Default to the top open-source model on the MTEB leaderboard for your size budget — bge-large-en, e5-mistral, or the latest Voyage if API is fine. For domain-heavy corpora (biomedical, legal, code) check whether a domain-tuned model exists; the 5–15 point gain over a generic model usually beats fine-tuning your own. Three practical constraints: max sequence length must accommodate your chunk size (or chunks get truncated silently), embedding dimensionality affects vector store cost (768 vs 1536 vs 3072 isn't free at billions of vectors), and the model must be the same one you used to build the index — mixing models is a silent quality killer.

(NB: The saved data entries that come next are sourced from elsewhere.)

PR #8226, opened 2024-08-05
refactor: remove SemanticOp.StringOp.Concat and cases instances of it

saisoma123:
Removed StringOp and Concat from SemanticOp and removed case instances across multiple fies.

### DIFF
--- a/main/src/ca/uwaterloo/flix/language/phase/Deriver.scala
+++ b/main/src/ca/uwaterloo/flix/language/phase/Deriver.scala
@@ -901,7 +901,7 @@ object Deriver {
     * Builds a string concatenation expression from the given expressions.
     */
   private def concat(exp1: KindedAst.Expr, exp2: KindedAst.Expr, loc: SourceLocation)(implicit flix: Flix): KindedAst.Expr = {
-    KindedAst.Expr.InvokeMethod2(exp1, Name.Ident("concat", loc), List(exp2), Type.freshVar(Kind.JvmConstructorOrMethod, loc), Type.freshVar(Kind.Star, loc), Type.freshVar(Kind.Eff, loc), loc)
+    KindedAst.Expr.UncheckedMaskingCast(KindedAst.Expr.InvokeMethod2(exp1, Name.Ident("concat", loc), List(exp2), Type.freshVar(Kind.JvmConstructorOrMethod, loc), Type.freshVar(Kind.Star, loc), Type.freshVar(Kind.Eff, loc), loc), loc)
   }
 
   /**
--- a/main/src/ca/uwaterloo/flix/language/phase/Deriver.scala
+++ b/main/src/ca/uwaterloo/flix/language/phase/Deriver.scala
@@ -901,7 +901,7 @@ object Deriver {
     * Builds a string concatenation expression from the given expressions.
     */
   private def concat(exp1: KindedAst.Expr, exp2: KindedAst.Expr, loc: SourceLocation)(implicit flix: Flix): KindedAst.Expr = {
-    KindedAst.Expr.Binary(SemanticOp.StringOp.Concat, exp1, exp2, Type.freshVar(Kind.Star, loc), loc)
+    KindedAst.Expr.InvokeMethod2(exp1, Name.Ident("concat", loc), List(exp2), Type.freshVar(Kind.JvmConstructorOrMethod, loc), Type.freshVar(Kind.Star, loc), Type.freshVar(Kind.Eff, loc), loc)
   }
 
   /**
--- a/main/src/ca/uwaterloo/flix/language/ast/SemanticOp.scala
+++ b/main/src/ca/uwaterloo/flix/language/ast/SemanticOp.scala
@@ -651,18 +651,4 @@ object SemanticOp {
 
   }
 
-  /**
-    * String Operators.
-    */
-  sealed trait StringOp extends SemanticOp
-
-  object StringOp {
-
-    /**
-      * Concatenate.
-      */
-    case object Concat extends StringOp with BinaryOp
-
-  }
-
 }
--- a/main/src/ca/uwaterloo/flix/language/dbg/printer/OpPrinter.scala
+++ b/main/src/ca/uwaterloo/flix/language/dbg/printer/OpPrinter.scala
@@ -112,8 +112,7 @@ object OpPrinter {
          Int16Op.Add |
          Int32Op.Add |
          Int64Op.Add |
-         Int64Op.And |
-         StringOp.Concat => plus
+         Int64Op.And => plus
     case Float32Op.Sub |
          Float64Op.Sub |
          Int8Op.Sub |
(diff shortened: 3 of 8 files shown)


mlutze:
This looks good so far. For the Weeder, you would also just be able to remove the case that creates the StringOp.

In the Deriver, there is a function called `concat`, which generates a string concatenation expression. This should be replaced with an InvokeMethod2 expression, where the methodName is `"concat"`, from the Java class `String`.

This means that the generated code will be `exp1.concat(exp2)` instead of `exp1 + exp2`.

Let me know if you need any clarification.

saisoma123:
`    private def visitStringInterpolationExpr(tree: Tree): Validation[Expr, CompilationMessage] = {
      expect(tree, TreeKind.Expr.StringInterpolation)
      val init = WeededAst.Expr.Cst(Ast.Constant.Str(""), tree.loc)
      var isDebug = false
      // Check for empty interpolation
      if (tryPick(TreeKind.Expr.Expr, tree).isEmpty) {
        val error = EmptyInterpolatedExpression(tree.loc)
        return Validation.toSoftFailure(Expr.Error(error), error)
      }

      Validation.fold(tree.children, init: WeededAst.Expr) {
        // A string part: Concat it onto the result
        case (acc, token@Token(_, _, _, _, _, _)) =>
          isDebug = token.kind == TokenKind.LiteralDebugStringL
          val loc = token.mkSourceLocation()
          val lit0 = token.text.stripPrefix("\"").stripSuffix("\"").stripPrefix("}")
          val lit = if (isDebug) lit0.stripSuffix("%{") else lit0.stripSuffix("${")
          if (lit == "") {
            Validation.success(acc)
          } else {
            val (processed, errors) = Constants.visitChars(lit, loc)
            val cst = Validation.success(Expr.Cst(Ast.Constant.Str(processed), loc)).withSoftFailures(errors)
            mapN(cst) {
              cst => Expr.Binary(SemanticOp.StringOp.Concat, acc, cst, tree.loc.asSynthetic)
            }
          }
        // An expression part: Apply 'toString' to it and concat the result
        case (acc, tree: Tree) if tree.kind == TreeKind.Expr.Expr =>
          mapN(visitExpr(tree))(expr => {
            val loc = tree.loc.asSynthetic
            val funcName = if (isDebug) {
              isDebug = false
              "Debug.stringify"
            } else "ToString.toString"
            val str = Expr.Apply(Expr.Ambiguous(Name.mkQName(funcName), loc), List(expr), loc)
            Expr.Binary(SemanticOp.StringOp.Concat, acc, str, loc)
          })
        // Skip anything else (Parser will have produced an error.)
        case (acc, _) => Validation.success(acc)
      }
    }
`
Just to confirm, the first 2 cases in this method from Weeder2.scala can be removed with no issue?

magnus-madsen:
@mlutze Suggested the cases can be removed, but I would think rather the two uses of StringOp.Concat has to be refactored to use InvokeMethod

mlutze:
> @mlutze Suggested the cases can be removed, but I would think rather the two uses of StringOp.Concat has to be refactored to use InvokeMethod

Yes, agreed. I forgot about String interpolation

saisoma123:
Just refactored with InvokeMethod2

magnus-madsen:
I will take a more detailed look. Could you add your name to `AUTHORS.md` as confirmation that you agree to make your contributions open source. Thanks!

main/src/ca/uwaterloo/flix/language/phase/Deriver.scala
```diff
@@ -901,7 +901,7 @@ object Deriver {
     * Builds a string concatenation expression from the given expressions.
     */
   private def concat(exp1: KindedAst.Expr, exp2: KindedAst.Expr, loc: SourceLocation)(implicit flix: Flix): KindedAst.Expr = {
-    KindedAst.Expr.Binary(SemanticOp.StringOp.Concat, exp1, exp2, Type.freshVar(Kind.Star, loc), loc)
+    KindedAst.Expr.InvokeMethod2(exp1, Name.Ident("concat", loc), List(exp2), Type.freshVar(Kind.JvmConstructorOrMethod, loc), Type.freshVar(Kind.Star, loc), Type.freshVar(Kind.Eff, loc), loc)
```
magnus-madsen, line 904: @mlutze The deriver is post type inference right, so we should have the specific types and effects here, right?

mlutze: Wrong. Deriver is pre-inference.

magnus-madsen:
I added one comment. I suppose this is the reason the tests are failing.

saisoma123:
> I will take a more detailed look. Could you add your name to `AUTHORS.md` as confirmation that you agree to make your contributions open source. Thanks!

Just opened a PR with my name on AUTHORS.md

main/src/ca/uwaterloo/flix/language/phase/Deriver.scala
saisoma123: This is the line causing the tests to fail?

magnus-madsen: @mlutze Any idea why the tests are failing them? I thought it was because of specifying the wrong types.

saisoma123: Just for reference, I was looking at this KindedAST.Expr method     `case class InvokeMethod2(exp: Expr, methodName: Name.Ident, exps: List[Expr], mvar: Type.Var, tvar: Type.Var, evar: Type.Var, loc: SourceLocation) extends Expr
`

mlutze: I believe the tests are failing due to the impurity of Java operations. To solve this, we need the expression to be `unsafe e1.concat(e2)`. The `unsafe` expression is internally called `MaskingCast`, I think, so we just need to wrap that around our concat expression here.

magnus-madsen: Sounds good.

saisoma123: I wrapped the concat expr with `KindedAST.Expr.UncheckedMaskingCast`

mlutze:
The last errors are trickier to deal with. Right now we still have a purity issue with string interpolation. But this time, we cannot wrap it with `unsafe` because that would ignore all the effects of the parameters. E.g. for `e1.concat(e2)` where `e1` has effect `Foo`, that `Foo` should not be erased. 

@magnus-madsen any thoughts? I see these options: 

1. Make a lambda and cast the body. 
2. Add a secret helper to the min lib.
3. Disallow effects in string interpolation.

magnus-madsen:
Ugh. The intention was never for this issue to be so hard... 

Perhaps its better to leave this issue be for now, and to take a stab at something else.

magnus-madsen:
This turned out to be much more difficult than we expected. Thus its probably not even worth it.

How do you choose a vector store?

For prototypes and small production (<10M vectors), pgvector wins on operational simplicity — you already have Postgres, you get transactions and joins, and HNSW is built in. For mid-scale (10–100M) with multi-tenancy, Weaviate or Qdrant give you native tenancy isolation and hybrid search out of the box. For huge scale (>100M, low-latency requirement), managed services like Pinecone or self-hosted Milvus are designed for it. Don't pick a vector DB based on benchmarks — pick on operational fit (does my team know it? can I back it up?), then verify performance in your environment.

How do you tune top-k?

top-k is a tradeoff: larger k improves recall (the right chunk is more likely included) but degrades precision and burns tokens. The principled approach: pick the smallest k where recall@k on your gold set plateaus, typically 5–20. If you're using a re-ranker, retrieve generously (k=50–100) at the dense stage and let the reranker compress to top 3–5 for the LLM. If you're not, k=5 is the sane default and adjust based on faithfulness scores — if the model misses information that's in chunks 6–10, raise k or add reranking; if faithfulness drops because of distractor chunks, lower k.

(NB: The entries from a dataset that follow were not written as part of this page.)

PR #8239, opened 2024-08-06
feat: add `struct` support to verifier

dghosef:


main/src/ca/uwaterloo/flix/language/phase/Verifier.scala
```diff
@@ -231,11 +231,39 @@ object Verifier {
             case _ => failMismatchedShape(t1, "Array", loc)
           }
 
-        case AtomicOp.StructNew(_, _) => throw new RuntimeException("JOE TBD")
+        case AtomicOp.StructNew(sym0, fields0) =>
+          val region :: fieldTpes = ts
```
magnus-madsen, line 235: This pattern match could fail. I suppose thats still okay, but a neater structure might be:

ts match {
  case MonoType.Struct :: _ => // OK
  case _ => Error expected ...

magnus-madsen: I would see if you can cleanup the code a bit :)

main/src/ca/uwaterloo/flix/language/phase/Verifier.scala
```diff
@@ -45,6 +45,15 @@ object Verifier {
     checkEq(decl.tpe, ret, decl.loc)
   }
 
+  private def checkStructType(tpe: MonoType, sym0: Symbol.StructSym, loc: SourceLocation): Unit = {
```
magnus-madsen, line 48: Add a comment and move it down with all the other check functions near the bottom of the file :)

magnus-madsen (approved):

What are the most common reasons a from-scratch RAG performs badly?

In rough order of frequency: (1) the chunker split the answer across boundaries; (2) the embedding model is generic but the corpus is domain-specific; (3) BM25 is missing — queries with rare exact tokens (SKUs, names, statute numbers) fail dense retrieval; (4) no metadata filters — every query searches the whole corpus when it should be scoped to a tenant/document/date range; (5) the system prompt doesn't instruct "answer only from the provided context", so the model pads with prior knowledge that contradicts the source. Fix in that order; each one is cheaper than the next.

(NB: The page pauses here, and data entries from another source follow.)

PR #8256, opened 2024-08-07
refactor: refine input sources

magnus-madsen:


magnus-madsen:
@mlutze I did not fully update all comments because I am still exploring exactly how to model this...

main/src/ca/uwaterloo/flix/language/phase/Reader.scala
```diff
@@ -59,7 +63,9 @@ object Reader {
               result += (src -> ())
             }
 
-          case Input.Unknown => throw InternalCompilerException("Impossible to read source code from unknown input.", SourceLocation.Unknown)
+          case Input.FileInPackage(_, _, _) => throw InternalCompilerException("Impossible.", SourceLocation.Unknown)
+
+          case Input.Unknown => throw InternalCompilerException("Impossible.", SourceLocation.Unknown)
```
mlutze, line 68: Not so helpful error messages :)

mlutze (approved):

main/src/ca/uwaterloo/flix/language/phase/Reader.scala
magnus-madsen: I think its because our modelling is wrong and these things should go away.

PR #8257, opened 2024-08-07
feat: configurable max iterations

mlutze:
just for Jonathan


magnus-madsen:
I am very skeptical of this. Why do we need it? If the number is too low either there is a bug or it can be increased.

JonathanStarup:
But we will never guess the correct number? now the user has a way out when they make weird 300 case enums

JonathanStarup:
Its also nice for us for testing typing changes etc. It seems like a nice flexibility that doesn't really cost anything. its also an X flag

magnus-madsen (approved):

magnus-madsen:
I will allow it because its an X flag, so it can be removed at any time.

PR #8259, opened 2024-08-07
refactor: introduce implicit `SecurityContext` parameter

magnus-madsen:


magnus-madsen:
I think I have found the right model. This is just the foundation.

mlutze (approved):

When does a from-scratch RAG outgrow a one-file prototype?

The signals are operational: you can't tell which prompt or model version produced which answer (need versioning + tracing); a customer reports a bad answer and you can't replay it (need request logging); the eval is a notebook and you've shipped two regressions you didn't catch (need CI eval); ingestion takes hours and you're afraid to re-run it (need incremental ingest with content-hash dedup); two people are afraid to touch the prompt because they don't know what it'll break (need a gold set and metric). Each of those is a refactor cue, not a "rewrite from scratch" cue.